## What is needed
Search the records below for "whether" and copy every line it turns up in.

***** Dataset extract *****

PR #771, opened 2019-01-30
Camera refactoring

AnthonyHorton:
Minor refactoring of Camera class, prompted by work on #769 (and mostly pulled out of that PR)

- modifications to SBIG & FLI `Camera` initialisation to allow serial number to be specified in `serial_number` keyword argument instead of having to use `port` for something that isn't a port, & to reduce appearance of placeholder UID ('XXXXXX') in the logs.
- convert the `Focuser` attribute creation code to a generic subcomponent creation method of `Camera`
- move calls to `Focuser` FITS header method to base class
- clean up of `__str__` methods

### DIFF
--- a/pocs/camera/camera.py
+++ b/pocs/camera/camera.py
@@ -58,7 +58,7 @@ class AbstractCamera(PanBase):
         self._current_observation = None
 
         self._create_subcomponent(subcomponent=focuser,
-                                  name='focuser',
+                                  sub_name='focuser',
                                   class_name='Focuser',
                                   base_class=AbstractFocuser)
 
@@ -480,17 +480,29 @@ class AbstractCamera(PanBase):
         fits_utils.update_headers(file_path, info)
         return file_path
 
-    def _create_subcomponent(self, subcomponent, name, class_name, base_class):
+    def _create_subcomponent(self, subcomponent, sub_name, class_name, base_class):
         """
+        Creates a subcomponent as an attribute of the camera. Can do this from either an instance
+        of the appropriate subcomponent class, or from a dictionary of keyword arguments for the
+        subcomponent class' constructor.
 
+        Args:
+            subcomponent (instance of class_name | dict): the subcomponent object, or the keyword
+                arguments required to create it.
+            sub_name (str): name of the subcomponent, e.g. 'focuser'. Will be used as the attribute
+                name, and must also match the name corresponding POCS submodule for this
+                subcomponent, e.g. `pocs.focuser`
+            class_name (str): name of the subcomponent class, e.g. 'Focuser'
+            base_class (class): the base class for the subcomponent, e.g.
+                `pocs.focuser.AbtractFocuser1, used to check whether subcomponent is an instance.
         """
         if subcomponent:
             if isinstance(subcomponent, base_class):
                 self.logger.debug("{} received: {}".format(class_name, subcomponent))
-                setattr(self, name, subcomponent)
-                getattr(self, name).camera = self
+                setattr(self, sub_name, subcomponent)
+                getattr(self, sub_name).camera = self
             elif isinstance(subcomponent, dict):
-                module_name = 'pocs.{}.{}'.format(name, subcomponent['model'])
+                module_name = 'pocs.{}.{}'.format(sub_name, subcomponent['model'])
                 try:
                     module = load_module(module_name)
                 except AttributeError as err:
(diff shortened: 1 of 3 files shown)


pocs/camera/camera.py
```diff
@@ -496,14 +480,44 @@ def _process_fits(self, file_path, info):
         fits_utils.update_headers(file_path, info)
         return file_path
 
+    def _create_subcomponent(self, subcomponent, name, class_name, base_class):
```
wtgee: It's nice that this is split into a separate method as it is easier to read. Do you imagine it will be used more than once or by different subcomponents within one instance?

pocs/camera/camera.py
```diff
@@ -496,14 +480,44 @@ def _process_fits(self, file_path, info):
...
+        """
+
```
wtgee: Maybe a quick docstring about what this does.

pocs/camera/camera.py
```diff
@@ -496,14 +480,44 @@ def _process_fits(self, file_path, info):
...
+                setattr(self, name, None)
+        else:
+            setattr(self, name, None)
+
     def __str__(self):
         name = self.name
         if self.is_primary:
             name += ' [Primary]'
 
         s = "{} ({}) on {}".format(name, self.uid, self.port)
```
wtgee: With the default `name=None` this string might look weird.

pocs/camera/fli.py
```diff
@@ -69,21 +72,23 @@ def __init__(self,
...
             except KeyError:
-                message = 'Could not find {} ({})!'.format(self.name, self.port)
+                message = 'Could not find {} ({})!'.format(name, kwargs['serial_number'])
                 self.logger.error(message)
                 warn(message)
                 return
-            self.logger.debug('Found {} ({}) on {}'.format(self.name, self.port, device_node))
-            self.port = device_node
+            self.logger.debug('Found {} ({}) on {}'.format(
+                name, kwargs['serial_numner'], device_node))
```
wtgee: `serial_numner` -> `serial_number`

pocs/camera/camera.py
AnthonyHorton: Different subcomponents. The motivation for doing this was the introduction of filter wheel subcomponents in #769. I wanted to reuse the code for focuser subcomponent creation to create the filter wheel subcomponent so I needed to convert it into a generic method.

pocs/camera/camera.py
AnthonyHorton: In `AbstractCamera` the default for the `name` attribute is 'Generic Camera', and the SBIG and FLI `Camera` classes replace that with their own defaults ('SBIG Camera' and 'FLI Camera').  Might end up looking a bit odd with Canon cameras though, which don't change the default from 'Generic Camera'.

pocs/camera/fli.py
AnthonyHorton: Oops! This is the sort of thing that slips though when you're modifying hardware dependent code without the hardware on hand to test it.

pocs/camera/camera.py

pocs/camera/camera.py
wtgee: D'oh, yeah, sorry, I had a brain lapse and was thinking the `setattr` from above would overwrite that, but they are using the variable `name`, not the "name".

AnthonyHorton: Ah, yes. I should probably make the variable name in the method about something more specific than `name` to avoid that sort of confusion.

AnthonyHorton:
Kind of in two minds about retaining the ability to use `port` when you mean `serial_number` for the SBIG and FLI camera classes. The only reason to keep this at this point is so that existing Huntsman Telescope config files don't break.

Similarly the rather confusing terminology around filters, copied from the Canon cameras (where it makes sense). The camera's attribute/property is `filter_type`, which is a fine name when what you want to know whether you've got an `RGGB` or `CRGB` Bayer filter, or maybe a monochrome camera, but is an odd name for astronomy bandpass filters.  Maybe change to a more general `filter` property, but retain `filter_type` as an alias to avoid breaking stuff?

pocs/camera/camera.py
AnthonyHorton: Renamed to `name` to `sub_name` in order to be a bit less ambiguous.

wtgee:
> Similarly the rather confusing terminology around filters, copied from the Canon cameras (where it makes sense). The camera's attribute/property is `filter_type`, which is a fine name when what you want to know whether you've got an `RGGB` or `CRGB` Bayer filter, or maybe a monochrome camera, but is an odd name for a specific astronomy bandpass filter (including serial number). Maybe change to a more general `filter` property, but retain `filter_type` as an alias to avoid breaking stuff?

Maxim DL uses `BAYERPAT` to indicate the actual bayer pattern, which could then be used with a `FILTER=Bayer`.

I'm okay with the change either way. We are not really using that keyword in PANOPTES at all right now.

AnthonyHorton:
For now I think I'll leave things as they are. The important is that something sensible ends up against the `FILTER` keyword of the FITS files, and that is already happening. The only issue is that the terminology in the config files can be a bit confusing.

*****

## Response for this exercise
+                `pocs.focuser.AbtractFocuser1, used to check whether subcomponent is an instance.
Similarly the rather confusing terminology around filters, copied from the Canon cameras (where it makes sense). The camera's attribute/property is `filter_type`, which is a fine name when what you want to know whether you've got an `RGGB` or `CRGB` Bayer filter, or maybe a monochrome camera, but is an odd name for astronomy bandpass filters.  Maybe change to a more general `filter` property, but retain `filter_type` as an alias to avoid breaking stuff?
> Similarly the rather confusing terminology around filters, copied from the Canon cameras (where it makes sense). The camera's attribute/property is `filter_type`, which is a fine name when what you want to know whether you've got an `RGGB` or `CRGB` Bayer filter, or maybe a monochrome camera, but is an odd name for a specific astronomy bandpass filter (including serial number). Maybe change to a more general `filter` property, but retain `filter_type` as an alias to avoid breaking stuff?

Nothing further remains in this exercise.